**To do**
Your answer should be one number, namely how many lines in the listing below include the word "Shouldly".
::: The data
Issue #449, opened 2017-07-13
Shouldly.dll not signed (netstandard1.3)


AndyGerlicher:
Using the latest NuGet package (2.8.3):
```
>sn -vf lib\net451\Shouldly.dll

Microsoft (R) .NET Framework Strong Name Utility  Version 4.0.30319.0
Copyright (c) Microsoft Corporation.  All rights reserved.

Assembly 'lib\net451\Shouldly.dll' is valid

>sn -vf lib\netstandard1.3\Shouldly.dll

Microsoft (R) .NET Framework Strong Name Utility  Version 4.0.30319.0
Copyright (c) Microsoft Corporation.  All rights reserved.

lib\netstandard1.3\Shouldly.dll does not represent a strongly named assembly
```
::::::
**Solution to this problem**
5